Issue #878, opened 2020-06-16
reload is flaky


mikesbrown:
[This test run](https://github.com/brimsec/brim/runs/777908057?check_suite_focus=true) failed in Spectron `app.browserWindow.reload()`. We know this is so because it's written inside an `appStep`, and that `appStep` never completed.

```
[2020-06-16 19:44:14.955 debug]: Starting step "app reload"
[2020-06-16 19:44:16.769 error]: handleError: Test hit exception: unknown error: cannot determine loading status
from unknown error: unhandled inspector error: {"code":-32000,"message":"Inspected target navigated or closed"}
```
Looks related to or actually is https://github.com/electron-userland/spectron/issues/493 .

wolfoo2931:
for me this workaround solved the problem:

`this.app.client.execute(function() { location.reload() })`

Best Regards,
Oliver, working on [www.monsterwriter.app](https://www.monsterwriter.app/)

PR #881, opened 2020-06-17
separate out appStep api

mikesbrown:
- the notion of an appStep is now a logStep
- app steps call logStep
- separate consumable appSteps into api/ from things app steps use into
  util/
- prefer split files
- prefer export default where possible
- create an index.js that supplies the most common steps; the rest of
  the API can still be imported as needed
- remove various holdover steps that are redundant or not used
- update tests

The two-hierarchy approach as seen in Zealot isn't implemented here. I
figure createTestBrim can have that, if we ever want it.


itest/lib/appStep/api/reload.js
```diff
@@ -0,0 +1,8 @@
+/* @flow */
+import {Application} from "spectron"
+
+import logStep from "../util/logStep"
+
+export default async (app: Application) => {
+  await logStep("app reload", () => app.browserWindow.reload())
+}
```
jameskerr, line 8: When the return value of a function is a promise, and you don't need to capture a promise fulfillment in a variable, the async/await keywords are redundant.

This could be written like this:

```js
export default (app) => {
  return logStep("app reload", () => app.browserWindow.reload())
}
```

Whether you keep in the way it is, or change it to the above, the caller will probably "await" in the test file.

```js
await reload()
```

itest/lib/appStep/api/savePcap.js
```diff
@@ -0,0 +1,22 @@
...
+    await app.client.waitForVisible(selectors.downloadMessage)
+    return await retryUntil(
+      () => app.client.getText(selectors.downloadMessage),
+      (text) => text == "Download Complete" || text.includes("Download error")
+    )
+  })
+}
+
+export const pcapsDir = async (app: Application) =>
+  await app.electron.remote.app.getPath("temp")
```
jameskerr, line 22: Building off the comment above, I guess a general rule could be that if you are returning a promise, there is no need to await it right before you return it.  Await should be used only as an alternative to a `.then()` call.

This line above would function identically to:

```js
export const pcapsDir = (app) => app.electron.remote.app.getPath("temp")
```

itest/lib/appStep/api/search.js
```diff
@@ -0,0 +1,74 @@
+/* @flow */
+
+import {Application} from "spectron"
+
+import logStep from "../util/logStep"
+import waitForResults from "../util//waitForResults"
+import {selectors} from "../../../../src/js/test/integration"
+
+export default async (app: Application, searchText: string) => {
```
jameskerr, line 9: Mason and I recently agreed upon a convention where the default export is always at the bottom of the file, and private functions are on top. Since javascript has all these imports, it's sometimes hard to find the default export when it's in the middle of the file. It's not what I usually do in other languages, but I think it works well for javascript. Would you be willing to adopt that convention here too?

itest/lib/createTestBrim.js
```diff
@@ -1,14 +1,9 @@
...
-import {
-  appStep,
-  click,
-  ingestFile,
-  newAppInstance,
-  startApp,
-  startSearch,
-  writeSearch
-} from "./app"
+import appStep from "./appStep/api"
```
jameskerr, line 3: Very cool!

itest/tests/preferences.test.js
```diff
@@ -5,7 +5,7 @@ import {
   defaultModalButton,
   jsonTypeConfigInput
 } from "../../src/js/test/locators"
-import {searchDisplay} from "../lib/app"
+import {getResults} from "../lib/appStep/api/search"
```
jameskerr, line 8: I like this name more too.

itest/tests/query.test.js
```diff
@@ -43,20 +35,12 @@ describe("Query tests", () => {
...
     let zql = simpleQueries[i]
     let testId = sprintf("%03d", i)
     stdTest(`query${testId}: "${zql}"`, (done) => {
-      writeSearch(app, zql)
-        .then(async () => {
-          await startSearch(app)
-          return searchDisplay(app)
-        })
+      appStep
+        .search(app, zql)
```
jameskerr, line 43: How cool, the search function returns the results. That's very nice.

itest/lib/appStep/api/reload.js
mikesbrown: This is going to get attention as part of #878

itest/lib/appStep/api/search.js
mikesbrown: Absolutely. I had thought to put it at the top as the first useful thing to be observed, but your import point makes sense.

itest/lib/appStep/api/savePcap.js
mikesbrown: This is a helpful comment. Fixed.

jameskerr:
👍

◆ ◆ ◆ ◆ ◆ ◆ ◆

:: What to do ::
With nothing added or dropped, reproduce all the data exactly.

:: Answer to the exercise ::
Issue #878, opened 2020-06-16
reload is flaky


mikesbrown:
[This test run](https://github.com/brimsec/brim/runs/777908057?check_suite_focus=true) failed in Spectron `app.browserWindow.reload()`. We know this is so because it's written inside an `appStep`, and that `appStep` never completed.

```
[2020-06-16 19:44:14.955 debug]: Starting step "app reload"
[2020-06-16 19:44:16.769 error]: handleError: Test hit exception: unknown error: cannot determine loading status
from unknown error: unhandled inspector error: {"code":-32000,"message":"Inspected target navigated or closed"}
```
Looks related to or actually is https://github.com/electron-userland/spectron/issues/493 .

wolfoo2931:
for me this workaround solved the problem:

`this.app.client.execute(function() { location.reload() })`

Best Regards,
Oliver, working on [www.monsterwriter.app](https://www.monsterwriter.app/)

PR #881, opened 2020-06-17
separate out appStep api

mikesbrown:
- the notion of an appStep is now a logStep
- app steps call logStep
- separate consumable appSteps into api/ from things app steps use into
  util/
- prefer split files
- prefer export default where possible
- create an index.js that supplies the most common steps; the rest of
  the API can still be imported as needed
- remove various holdover steps that are redundant or not used
- update tests

The two-hierarchy approach as seen in Zealot isn't implemented here. I
figure createTestBrim can have that, if we ever want it.


itest/lib/appStep/api/reload.js
```diff
@@ -0,0 +1,8 @@
+/* @flow */
+import {Application} from "spectron"
+
+import logStep from "../util/logStep"
+
+export default async (app: Application) => {
+  await logStep("app reload", () => app.browserWindow.reload())
+}
```
jameskerr, line 8: When the return value of a function is a promise, and you don't need to capture a promise fulfillment in a variable, the async/await keywords are redundant.

This could be written like this:

```js
export default (app) => {
  return logStep("app reload", () => app.browserWindow.reload())
}
```

Whether you keep in the way it is, or change it to the above, the caller will probably "await" in the test file.

```js
await reload()
```

itest/lib/appStep/api/savePcap.js
```diff
@@ -0,0 +1,22 @@
...
+    await app.client.waitForVisible(selectors.downloadMessage)
+    return await retryUntil(
+      () => app.client.getText(selectors.downloadMessage),
+      (text) => text == "Download Complete" || text.includes("Download error")
+    )
+  })
+}
+
+export const pcapsDir = async (app: Application) =>
+  await app.electron.remote.app.getPath("temp")
```
jameskerr, line 22: Building off the comment above, I guess a general rule could be that if you are returning a promise, there is no need to await it right before you return it.  Await should be used only as an alternative to a `.then()` call.

This line above would function identically to:

```js
export const pcapsDir = (app) => app.electron.remote.app.getPath("temp")
```

itest/lib/appStep/api/search.js
```diff
@@ -0,0 +1,74 @@
+/* @flow */
+
+import {Application} from "spectron"
+
+import logStep from "../util/logStep"
+import waitForResults from "../util//waitForResults"
+import {selectors} from "../../../../src/js/test/integration"
+
+export default async (app: Application, searchText: string) => {
```
jameskerr, line 9: Mason and I recently agreed upon a convention where the default export is always at the bottom of the file, and private functions are on top. Since javascript has all these imports, it's sometimes hard to find the default export when it's in the middle of the file. It's not what I usually do in other languages, but I think it works well for javascript. Would you be willing to adopt that convention here too?

itest/lib/createTestBrim.js
```diff
@@ -1,14 +1,9 @@
...
-import {
-  appStep,
-  click,
-  ingestFile,
-  newAppInstance,
-  startApp,
-  startSearch,
-  writeSearch
-} from "./app"
+import appStep from "./appStep/api"
```
jameskerr, line 3: Very cool!

itest/tests/preferences.test.js
```diff
@@ -5,7 +5,7 @@ import {
   defaultModalButton,
   jsonTypeConfigInput
 } from "../../src/js/test/locators"
-import {searchDisplay} from "../lib/app"
+import {getResults} from "../lib/appStep/api/search"
```
jameskerr, line 8: I like this name more too.

itest/tests/query.test.js
```diff
@@ -43,20 +35,12 @@ describe("Query tests", () => {
...
     let zql = simpleQueries[i]
     let testId = sprintf("%03d", i)
     stdTest(`query${testId}: "${zql}"`, (done) => {
-      writeSearch(app, zql)
-        .then(async () => {
-          await startSearch(app)
-          return searchDisplay(app)
-        })
+      appStep
+        .search(app, zql)
```
jameskerr, line 43: How cool, the search function returns the results. That's very nice.

itest/lib/appStep/api/reload.js
mikesbrown: This is going to get attention as part of #878

itest/lib/appStep/api/search.js
mikesbrown: Absolutely. I had thought to put it at the top as the first useful thing to be observed, but your import point makes sense.

itest/lib/appStep/api/savePcap.js
mikesbrown: This is a helpful comment. Fixed.

jameskerr:
👍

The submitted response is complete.